Following delivery to the US Twelfth Air Force, the aircraft was assigned to the 393rd Bombardment Squadron (VH) of the 315th Bombardment Wing, receiving individual aircraft number 82.
The aircraft was named for the mother of Colonel Paul Tibbets, who flew the aircraft on the Hiroshima mission.Įnola Gay was one of the 536 B-29s built at the Martin-Omaha plant from mid 1944. It is famed for dropping the world's first nuclear bomb used in warfare, which was dropping the Little Boy on Hiroshima on August 6, 1945. The Enola Gay is a Boeing B-29 Superfortress. You can help the Aircraft Wiki by expanding it.Įnola Gay on the ground, showing the arrowhead painted on the tail in place of the group letter This first appeared earlier and is being reposted due to reader interest.This article is a stub. He is the author of several books on military headgear including A Gallery of Military Headdress, which is available on. Peter Suciu is a Michigan-based writer who has contributed to more than four dozen magazines, newspapers and websites. Today the Enola Gay remains in the National Air & Space Museum in Washington, DC while Bockscar is in the collection of the National Museum of the United States Air Force in Dayton, Ohio. So what is largely forgotten is that while Bock didn't pilot Bockscar he was in fact present in the other B-29, The Great Artiste, which was used for scientific measures and photography of the effects caused by the release of Fat Man. When Sweeney and his crew were chosen to deliver the Fat Man while Bock and his crew were chosen to provide observation support the decision was made to swap the crews rather than to move the complex instrumentation equipment. Sweeney had used Bockscar for more than ten training and practice missions even though he and his usual crew had piloted another aircraft named The Great Artiste. Yet it wasn’t Bock who piloted the aircraft he had named on August 9, 1945. In the case of Bockscar -not to be confused with the Fairchild C-119 Flying Boxcar -the moniker was a play on Captain Frederick Bock's last name, who had previously participated in air raids on Japan that were launched from parts of China controlled by the Allies.

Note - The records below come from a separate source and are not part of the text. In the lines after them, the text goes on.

PR #9123, opened 2026-03-24
Fixed intersection of 2 tangent circles

saeeedtorabi:


core/geometry/src/test/curve/CurveCurveIntersectXY.test.ts
```diff
@@ -1917,6 +1917,12 @@ describe("CurveCurveIntersectXY", () => {
       AngleSweep.createStartEndDegrees(0, 360)
     );
     GeometryCoreTestIO.captureCloneGeometry(allGeometry, geometryB, x0);
+
+    // visualize the transformation of the problem to the intersection of unit circle and homogeneous ellipse
+    const c0 = Arc3d.createUnitCircle();
+    const c1 = Arc3d.create(Point3d.create(-0.4183722792273876, 1.2483930446909888), Vector3d.create(0.31624653205499503, 0.015624693816741206), Vector3d.create(-0.015624693816741225, 0.31624653205499503));
+    GeometryCoreTestIO.captureCloneGeometry(allGeometry, [c0, c1]);
```
saeeedtorabi: what's the reason for this visualization? I think it was for debug and you forgot to remove it? 

If you really want to keep it, please use x0. Currently it is visualized at (0,0) mixing with another test visual
Image

Also when you move it, note that the visualization for the original problem is far down right so I think transformation visual should be close to it

Image

core/geometry/src/numerics/Polynomials.ts
```diff
@@ -1224,27 +1224,38 @@ export class TrigPolynomial {
     PowerPolynomial.zero(coffs);
     let degree;
     // see core\geometry\internaldocs\unitCircleEllipseIntersection.md for derivation of these coefficients
-    if (Geometry.hypotenuseXYZ(axx, axy, ayy) > TrigPolynomial._coefficientRelTol * Geometry.hypotenuseXYZ(ax, ay, a)) {
```
saeeedtorabi, line 1227: so you reduced the original tol 1e-12 to 1-e24. why isnt it too small?

Also you said one could drive a truck through the Copilot tolerance 1e-10! Why is 1e-10 considered to be so large for this problem?

core/geometry/src/test/curve/CurveCurveIntersectXY.test.ts
dassaf4: Please keep it.

* Definitely not using x0. The transformed intersection problem is centered at the origin, and it is highly useful to read off actual coordinates when debugging. It does not conflict with the other graphics there.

Colonel Paul Tibbets, who piloted the Enola Gay, had named his aircraft for his mother “Enola Gay Tibbets” (1893–1983) who herself was named after the heroine of the novel Enola or, Her Fatal Mistake. What is also notable about the two aircraft is that their respective pilots who regularly flew the aircraft named the planes. 50 caliber machine guns and one twenty-millimeter cannon in the tail, these modified aircraft had retailed the tail guns and even had their armor removed to save weight to be able to carry the extremely dangerous atomic bombs at extreme flight distances. 50 caliber machine guns in remote-controlled turrets along with two additional. Bockscar was actually one of fifteen specially modified “Silverplate” B-29s that were assigned to the 509th Composite Group.